A meta-analytic review of family violence research of 250 empirical studies (Fiebert 2004) concludes that women and men perpetrate and receive abuse at comparable levels; women are as physically aggressive as men in their relationships with their spouses or male partners.
So, if much family violence occurs after divorce, most of it involves both parents and men and women are equally likely to perpetrate and suffer from DV, how is it that Dillner’s statement can be correct? If it were, then usually when there is violence, regardless of how minor, neither parent can have or keep custody of the kids. Make sense? Hardly.
And of course her excuse to oppose shared parenting “if the children don’t like one parent” is nothing more than yet another invitation to give parental alienators a pass.
As I’ve said before, people like Dillner writing for publications like The Guardian, that reflexively resist shared parenting despite the overwhelming weight of science on its side always do only that. They attempt to criticize shared parenting on all sorts of trumped up charges. But what they never, ever do is propose an alternative. Readers are supposed to believe that, because some people have thought up some criticisms of shared parenting (however baseless or ill-conceived), then the status quo must be just fine.

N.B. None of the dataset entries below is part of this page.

PR #156, opened 2023-12-21
Switch to local data frames instead of relation.data

KatzperWoz:
This pull request refactors the load_data_into_relation method to handle local dataframes. It also adjusts the functions and tests that use this method accordingly.

### DIFF
--- a/snowshu/adapters/target_adapters/base_target_adapter.py
+++ b/snowshu/adapters/target_adapters/base_target_adapter.py
@@ -106,22 +106,32 @@ class BaseTargetAdapter(BaseSQLAdapter):  # noqa pylint: disable=too-many-instan
         raise NotImplementedError()
 
     def load_data_into_relation(self, relation: Relation, data: pd.DataFrame) -> None:
-        """Loads data into a to target.
+        """Loads data into a target.
 
         Args:
             relation: The relation containing info about dataset to load.
             data: The data to load into the relation.
         """
-        if data is None and relation.data.empty:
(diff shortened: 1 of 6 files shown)


snowshu/adapters/target_adapters/base_target_adapter.py
```diff
@@ -103,33 +105,55 @@ def create_or_replace_view(self, relation) -> None:
...
-    def load_data_into_relation(self, relation: Relation) -> None:
+    def load_data_into_relation(self, relation: Relation, data: pd.DataFrame) -> None:
+        """Loads data into a to target.
+
+        Args:
+            relation: The relation containing info about dataset to load.
+            data: The data to load into the relation.
+        """
+        if data is None and relation.data.empty:
+            raise ValueError("Both data and relation.data are empty.")
```
glysav, line 116: Why the case when relation have no data is invalid? For sure it doesn't seem very useful, but it still can be valid, am I wrong?

glysav (commented):
One question regarding no data in relation, but overall it looks good to me

snowshu/adapters/target_adapters/base_target_adapter.py
KatzperWoz: You're right, I've fixed it to not raise exception but also added some logs to be more informative on replica creation if happens with empty data.

glysav (approved):

Gal40n04ek (approved):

It’s not. Children, fathers, mothers and the public purse are all seriously harmed by the custody arrangements imposed on them by judges who are largely ignorant of the science of parenting and children’s best interests. Which brings us to Dillner’s last preposterous claim.
It is easy to selectively pick the research to suit your argument…
It is if you support shared parenting, but if you don’t, finding “research to suit your argument” is well nigh impossible. As Canadian economist Paul Millar wrote in his book The Best Interests of Children, sole parenting of children post-divorce “is not only unsupported by evidence, but, worse, appears to promote harmful outcomes for children through the legal support given the destruction of one of the important parental relationships for the child.”
That may be why Dillner cited no evidence for the proposition that sole parenting is A-OK for children. Indeed, it’s not easy at all to pick research to suit that argument. There’s not any.
Buried at the very last, Dillner admits that “the research is clear that children benefit from two parents being interested in them, and sharing residency encourages this.” But most of the rest of her article is a brief against exactly that conclusion. Should readers have made it to the end of her piece, they’d have gotten the same message we see so often in the likes of The Guardian – that shared parenting is an excuse for abusive fathers to deny mothers what they deserve – the kids.
It’s a false claim, but one that keeps getting made regardless of the facts. Malin Bergstrom and other scrupulous researchers know better, but publications like The Guardian doggedly support a dysfunctional status quo.